=== Dataset records ===

PR #22581, opened 2025-03-13
NTSC Locker

JORJ949:
## About the PR 
Adds the NTSC's locker, spawned by using the deploy beacon found in the NTSC's backpack

https://github.com/user-attachments/assets/f6f9d2c8-8c6f-4b40-ad98-983afb07283f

=== Aim of the exercise ===
Select the lines in this material that hold the word "NTSC", leaving none out.

=== Output below ===
NTSC Locker
Adds the NTSC's locker, spawned by using the deploy beacon found in the NTSC's backpack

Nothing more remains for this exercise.